Automatic Model Binding
When a controller action has a parameter typed as a Melodic\Data\Model subclass, the framework automatically hydrates it from the request body and validates it. If validation fails, a 400 JSON response with the errors array is returned before the controller is called.
<?php
use Melodic\Data\Model;
use Melodic\Validation\Rules\Required;
use Melodic\Validation\Rules\Email;
use Melodic\Validation\Rules\MaxLength;
class CreateUserRequest extends Model
{
#[Required]
#[MaxLength(50)]
public string $username = '';
#[Required]
#[Email]
public string $email = '';
}<?php
use Melodic\Controller\ApiController;
use Melodic\Http\JsonResponse;
class UserApiController extends ApiController
{
public function __construct(
private readonly UserService $userService,
) {}
public function store(CreateUserRequest $request): JsonResponse
{
// $request is already hydrated and validated
$id = $this->userService->create($request->username, $request->email);
return $this->created(['id' => $id], "/api/users/{$id}");
}
public function update(string $id, UpdateUserRequest $request): JsonResponse
{
// Route params (like $id) and model params work together
$this->userService->update($id, $request);
return $this->noContent();
}
}If the request body fails validation, the framework returns a 400 response like:
{
"username": ["This field is required"],
"email": ["Must be a valid email address"]
}How it works. The RoutingMiddleware uses ReflectionMethod to inspect action parameters. Route params (strings from the URL like $id) are matched by name first. Parameters typed as a concrete Model subclass are hydrated via Model::fromArray($request->body()), then validated using the Validator resolved from the DI container. If validation fails, the controller action is never called.
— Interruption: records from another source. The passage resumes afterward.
PR #5628, opened 2026-07-10
example/extender: limit HTTP request body size

yash-pokhriyal:
## What does this PR do?

Adds a maximum request body size limit for the extender example HTTP server using `http.MaxBytesReader`.

## Why is this change needed?

Although this is an example server, limiting request body size is a good security practice that helps prevent excessive memory usage from oversized requests.

## Does this introduce breaking changes?

No.

### DIFF
--- a/example/extender/extender.go
+++ b/example/extender/extender.go
@@ -36,11 +36,7 @@ func onSessionOpen(w http.ResponseWriter, r *http.Request) {
 
 	content, err := io.ReadAll(r.Body)
 	if err != nil {
-		if _, ok := err.(*http.MaxBytesError); ok {
-			http.Error(w, "request body too large", http.StatusRequestEntityTooLarge)
-		} else {
-			http.Error(w, "failed to read request body", http.StatusBadRequest)
-		}
+		http.Error(w, "failed to read request body", http.StatusInternalServerError)
 		return
 	}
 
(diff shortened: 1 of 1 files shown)


example/extender/extender.go
```diff
@@ -58,14 +66,19 @@ func onSessionClose(w http.ResponseWriter, r *http.Request) {
 }
 
 func predicate(w http.ResponseWriter, r *http.Request) {
+	r.Body = http.MaxBytesReader(w, r.Body, maxRequestBody)
+	defer r.Body.Close()
+
 	content, err := io.ReadAll(r.Body)
 	if err != nil {
-		w.WriteHeader(http.StatusInternalServerError)
+		if _, ok := err.(*http.MaxBytesError); ok {
```
hajnalmt: This is not too idiomatic, but works now because the error is not unwrapped.

Importing `errors` and using:
```
var maxErr *http.MaxBytesError
if errors.As(err, &maxErr) {
```
would have been the way to go, but this is not blocker for me, I am fine without this change.

example/extender/extender.go
```diff
@@ -58,14 +66,19 @@ func onSessionClose(w http.ResponseWriter, r *http.Request) {
...
+			http.Error(w, "request body too large", http.StatusRequestEntityTooLarge)
+		} else {
+			http.Error(w, "failed to read request body", http.StatusBadRequest)
```
hajnalmt: `http.StatusInternalServerError` was more accurate here please change it back.

hajnalmt (commented):
/kind documentation

Thanks for the PR, this is low risk. Can you change the return code back to 500, we shouldn't have 400 here. Remarks are below.

example/extender/extender.go
yash-pokhriyal: Thanks for the review! I've addressed the requested feedback by changing the error handling back to http.StatusInternalServerError while keeping the request body size limit in place. Thank you for the suggestion!

PR #475, opened 2018-02-05
export "expectTranslation" for new acceptance testing system

snewcomer:
https://github.com/emberjs/rfcs/blob/master/text/0268-acceptance-testing-refactor.md

@jamesarosen

PR #477, opened 2018-02-16
replace innerHtml with textContent

snewcomer:
Forgot one.  Possible to get a patch upgrade after this PR! 

Note: used helper on a lg test suite and everything worked great!

### DIFF
--- a/addon-test-support/-private/assert-translation.js
+++ b/addon-test-support/-private/assert-translation.js
@@ -7,7 +7,7 @@ export default (function() {
     };
   } else if (typeof expect === 'function') {
     return function(element, key, text) {
-      const found = !!(document.querySelector(element).innerHTML.indexOf(text) !== -1);
+      const found = !!(document.querySelector(element).textContent.indexOf(text) !== -1);
       expect(found).to.equal(true);
     };
   } else {


jamesarosen:
> Possible to get a patch upgrade after this PR!

I'm wondering whether the change from `:contains` to `textContent` means it has to be a _major_ version bump.

snewcomer:
Hm.  Yeah you may be right.  A user could explicitly import this helper in the old testing API's and it would fail if they haven't migrated to the new testing API's (`@ember/test-helpers` specifically).  However, if users have migrated to the new testing API's, it is safe to assume they have gotten rid of `:contains` selectors...

jamesarosen:
Specifically, I'm thinking of the difference between [before](https://github.com/jamesarosen/ember-i18n/pull/475/files#diff-b37a555760fbeb3f7e4ce23503aad541L21) and [after](https://github.com/jamesarosen/ember-i18n/pull/475/files#diff-8251a387fb0a902445da9f3e5991e6afR6).

snewcomer:
Ah yes.  Anybody still on the old testing API's will see a failure.  I guess that would constitute a major bump!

Manual Validation in a Controller
You can still validate manually when you need more control over the response or validation logic.
<?php
use Melodic\Controller\ApiController;
use Melodic\Http\Request;
use Melodic\Http\Response;
use Melodic\Validation\Validator;
class UserController extends ApiController
{
public function __construct(
private readonly UserService $userService,
private readonly Validator $validator,
) {}
public function store(Request $request): Response
{
$data = $request->body();
$result = $this->validator->validateArray($data, CreateUserRequest::class);
if (!$result->isValid) {
return $this->json(['errors' => $result->errors], 422);
}
$user = $this->userService->create($data);
return $this->created(['user' => $user->toArray()]);
}
}Alternatively, validate in the service layer and throw a ValidationException:
<?php
class UserService extends Service
{
public function __construct(
DbContextInterface $context,
private readonly Validator $validator,
) {
parent::__construct($context);
}
public function create(array $data): User
{
$result = $this->validator->validateArray($data, CreateUserRequest::class);
if (!$result->isValid) {
throw new ValidationException($result);
}
return (new CreateUserCommand(
name: $data['name'],
email: $data['email'],
password: $data['password'],
))->execute($this->context);
}
}Where to validate. Validate in the controller when you want direct control over the HTTP response. Validate in the service when you want consistent enforcement regardless of the caller.